◆ **Exercise aim**: Go over the entries below line by line, copying each one that contains the word "type".

(Collected data)

━━━━

PR #745, opened 2023-01-18
openapi3: fix error phrase in security scheme

Jefftree:
Encountered this while trying to validate a schema with "oauth2" type for security scheme.


openapi3/security_scheme.go
```diff
@@ -194,7 +194,7 @@ func (ss *SecurityScheme) Validate(ctx context.Context, opts ...ValidationOption
 	} else if len(ss.In) > 0 {
 		return fmt.Errorf("security scheme of type %q can't have 'in'", ss.Type)
 	} else if len(ss.Name) > 0 {
-		return errors.New("security scheme of type 'apiKey' can't have 'name'")
+		return errors.New("security scheme of type %q can't have 'name'", ss.Type)
```
fenollp, line 197:
```suggestion
		return fmt.Errorf("security scheme of type %q can't have 'name'", ss.Type)
```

━━━━

◆ **Response to this task**:
Encountered this while trying to validate a schema with "oauth2" type for security scheme.
 		return fmt.Errorf("security scheme of type %q can't have 'in'", ss.Type)
-		return errors.New("security scheme of type 'apiKey' can't have 'name'")
+		return errors.New("security scheme of type %q can't have 'name'", ss.Type)
		return fmt.Errorf("security scheme of type %q can't have 'name'", ss.Type)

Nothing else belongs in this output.